For me the most exciting part was the second last room containing projected plans of many major Canadian cities.  Urban planning is something that has begun lately to pique my interest and here the original drawings of Thomas Mawson’s fantastical plan for the Calgary Civic Centre were really something to behold.  For me, the plans had everything going for them.  They were transparently over-ambitious, almost utopian, yet conceivably buildable and arrestingly beautiful.  I resented that they hadn’t been built.  But this is the perennial agony of the architect’s fascination with the utopian.  Utopias simply don’t get built.  Professor Coffman, the supervisor of our program and a magnanimously friendly and knowledgeable guy, made an interesting comment the other day, that the best thinker is not someone who cannot be refuted, but someone who is still around after they have been refuted.  I think this is true about utopias as well.  The overtly fanciful plans for our major cities, the mere existence of which I found surprising, were refuted in their abandonment.  And yet they remain relevant in the aspirations that they communicate.  This is where I found resonance with the exhibit.  The works that Hill selected for the show are alive with an intention that outlives the moment of its genesis, animated by the collective efforts of their creators to establish their vision for our cultural identity.  Unfortunately, the exhibit closes on February 17th.  If I’ve managed to get you interested then I would encourage you to have a look at the incredibly comprehensive catalogue.

Also soon departing from (but eventually returning to) the NGC is Janet Cardiff’s Forty Part Motet, an audio installation in the reconstructed interior of the Rideau Chapel.  The installation consists of forty speakers encircling the nave of the chapel, each of which plays a single, separately recorded voice and which together deliver the motet in the most comprehensive surround-sound experience going.  Cardiff creates a space of sound, a space that changes shape as you move through it and as the composition progresses.  I was reminded of a book that I think anyone interested in architecture should read: Steen Eiler Rasmussen’s Experiencing Architecture, a reflection on the ways that we can experience a building.  The final chapter is called ‘Hearing Architecture’ and emphasizes the acoustic experience of space.  This is something that, of course, we can’t really cover in any of our classes, where we experience buildings through photographs, drawings, and writings.  But it is the case that a building is not only a visual and material space.  It is also an acoustic space, a space with a shape that is defined by sound.  To see in pictures the monumental vaulting of Notre Dame at Amiens is one thing, but to hear a hymn rise through the piers and wash against the vertiginous sweep of stone is another.  The oversight of acoustic space in my own day to day experience of buildings is one that Cardiff’s installation brought into strong relief.  And so I would say this: when you next take a moment to think about the architectural environment that you’re in, don’t just look at it.  Listen to it.  Think of yourself as being in dialogue with it.  Move around in it and see how it responds.  And when Cardiff’s Forty Part Motet returns to the NGC, go experience it.

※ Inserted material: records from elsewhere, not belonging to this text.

PR #4107, opened 2017-08-16
Remove dead code related to PPC Big Endian

### LINKED ISSUE #4102: Remove PowerPC Big Endian integration
Follow-on to Issue #4053 there are some places in the code that still refer to:
  `powerpc-*|powerpc64-*|ppc-*`

These should be removed since they represent dead code. It may take a while to identify all of the spots, so we are doing so separately.

jjhursey:
* Resolves #4102

### DIFF
--- a/config/opal_config_asm.m4
+++ b/config/opal_config_asm.m4
@@ -1007,7 +1007,11 @@ AC_DEFUN([OPAL_CONFIG_ASM],[
             OPAL_GCC_INLINE_ASSIGN='"or %0,[$]0,[$]0" : "=&r"(ret)'
             ;;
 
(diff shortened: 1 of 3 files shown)


rhc54:
@jjhursey Do we need to port the configure changes relating to #4102 to the PMIx code as well?

jjhursey:
@rhc54 Yeah we should. I'll take point on that. It should be a slight variation on the patch in #4053

hjelmn:
I think the consensus is to bring back BE support.

hppritcha:
@jjhursey what's happening with this PR?  Should it be closed?

jsquyres:
Yes, per https://github.com/open-mpi/ompi/issues/4349#issuecomment-374970982, we should close this PR without merging.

Current and Upcoming Events

Three exhibitions are currently running at the CCA, including one on urban planning in Casablanca and Chandigarh.

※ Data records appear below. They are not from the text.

PR #4121, opened 2017-08-21
mca: Dynamic components link against project lib

### LINKED ISSUE #3705: Fixing dlopen() the MPI shared library with RTLD_LOCAL
The lack of support for dlopen()ing the MPI shared library within a local namespace has been a recurrent issue for implementors of MPI bindings in dynamic languages like R, Julia, Python. Even the Java JNI bindings you guys distribute have to resort to the hack of re-dlopening the library with `RTLD_GLOBAL` before the invocation of `MPI_Init()`. I complained about this ages ago, it was never fixed, and eventually I rolled my own re-delopen hack for mpi4py. However, I really HATE it because is quite fragile. For example, macOS changed at some point the rules. Also, in Linux distros, if the user does not install the `openmpi-devel` package, the symlink `libmpi.so -> libmpi.so.<version>` is not available, then the code implementing the hackery has to be updated from time to time every time the library version is bumped. BTW, you Java JNI bindings are broken because of this, you should not `dlopen("libmpi.so",...)`, you have to `dlopen("libmpi.so.20",...)` in Linux to not depend on the `openmpi-devel` package at runtime.

As a reproducer, you have this piece of Python code.

```python
import ctypes
libdir = "/home/devel/mpi/openmpi/2.1.1/lib/"

lib = ctypes.CDLL(libdir+"libmpi.so", ctypes.RTLD_LOCAL)
ierr = lib.MPI_Init(None,None)
assert ierr==0

r = ctypes.create_string_buffer(4096)
n = ctypes.c_int()
ierr = lib.MPI_Get_library_version(r, ctypes.byref(n))
assert ierr==0
print(r[0:n.value])

ierr = lib.MPI_Finalize()
assert ierr==0
```

Running it of course fails:
```shell
$ python ompi-dlopen.py 
[kw14821:30046] mca_base_component_repository_open: unable to open mca_patcher_overwrite: /home/devel/mpi/openmpi/2.1.1/lib/openmpi/mca_patcher_overwrite.so: undefined symbol: mca_patcher_base_patch_t_class (ignored)
... lots of output ...
[kw14821:30046] Local abort before MPI_INIT completed completed successfully, but am not able to aggregate error messages, and not able to guarantee that all other processes were killed!
```

The root problem is that all the `*.so` files in `$prefix/lib/openmpi/` do not explicitly link to the MPI library. The following script hot-fix the issues using `patchelf` (version 0.9 required):

```bash
#!/bin/sh
prefix="/home/devel/mpi/openmpi/2.1.1"
for filename in $(ls $prefix/lib/openmpi/*.so); do
    patchelf --add-needed libmpi.so.20 $filename
    patchelf --set-rpath "\$ORIGIN/.." $filename
done
```
Please note the special rpath I'm adding `$ORIGIN\..`, for macOS it should be`@loader_path/..` and the script should be based in `install_name_tool`.

After running the shell script above and hot-fixing the plugins, the Python script runs just fine:
```shell
$ ./ompi-fix-libs.sh 
$ python ompi-dlopen.py 
Open MPI v2.1.1, package: Open MPI dalcinl@kw14821 Distribution, ident: 2.1.1, repo rev: v2.1.0-100-ga2fdb5b, May 10, 2017
```

In short, I think fixing the issue once and for all (at least for Linux, macOS, and Solaris) is to link the plugins in `$prefix/lib/openmpi` with `-L$BUILDDIR/lib -lmpi -Wl,-rpath,\$ORIGIN/..` in Linux/Solaris and `-L$BUILDDIR/lib -lmpi -Wl,-rpath,@loader_path/..` in macOS.

Unfortunately, I cannot offer a patch, I'm not an expert on autotools and I have no idea how to implement these changes. However, I can offer my help to review changes and test them in Linux and macOS.

jjhursey:
* Resolves #3705
 * Components should link against the project level library to better
   support `dlopen` with `RTLD_LOCAL`.
 * Different project levels link to different sets of libraries by
   using the `mca_FRAMEWORK_COMPONENT_la_LIBADD` in the `Makefile.am`.
```
MCA components in ompi/
       $(top_builddir)/ompi/lib@OMPI_LIBMPI_NAME@.la
MCA components in orte/
       $(top_builddir)/orte/lib@ORTE_LIB_PREFIX@open-rte.la
MCA components in opal/
```

Note: The changes in this commit were automated. Some components
were not included because they are statically built only.

### DIFF
--- a/contrib/libadd_mca_comp_update.py
+++ b/contrib/libadd_mca_comp_update.py
@@ -1,0 +1,230 @@
+#!/usr/bin/env python
+
+# Copyright (c) 2017      IBM Corporation. All rights reserved.
+# $COPYRIGHT$
+#
+
+import glob, os, re, shutil
+
+projects= {'opal' : ["$(top_builddir)/opal/lib@OPAL_LIB_PREFIX@open-pal.la"],
+           'orte' : ["$(top_builddir)/orte/lib@ORTE_LIB_PREFIX@open-rte.la"],
+           'ompi' : ["$(top_builddir)/ompi/lib@OMPI_LIBMPI_NAME@.la"],
+           'oshmem' : ["$(top_builddir)/oshmem/liboshmem.la"],
+          }
+
+no_anchor_file = []
+missing_files = []
+skipped_files = []
+partly_files = []
+updated_files = []
+
+#
+# Check of all of the libadd fields are accounted for in the LIBADD
+# Return a list indicating which are missing (positional)
+#
+def check_libadd(content, libadd_field, project):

An exhibit showing the watercolours and sketches of raging Arts and Crafts polemicist John Ruskin opens on February 14th at the NGC.

The Forum lecture series hosted by the Azrieli School of Architecture and Urbanism continues on February 17th at the NGC with a talk by Dorte Mandrup of Copenhagen-based Dorte Mandrup Arkitekter.

Julie Harris of Contentworks Inc. presents a lecture on the history and heritage of Old Ottawa South on February 19th at the Ottawa Public Library Auditorium.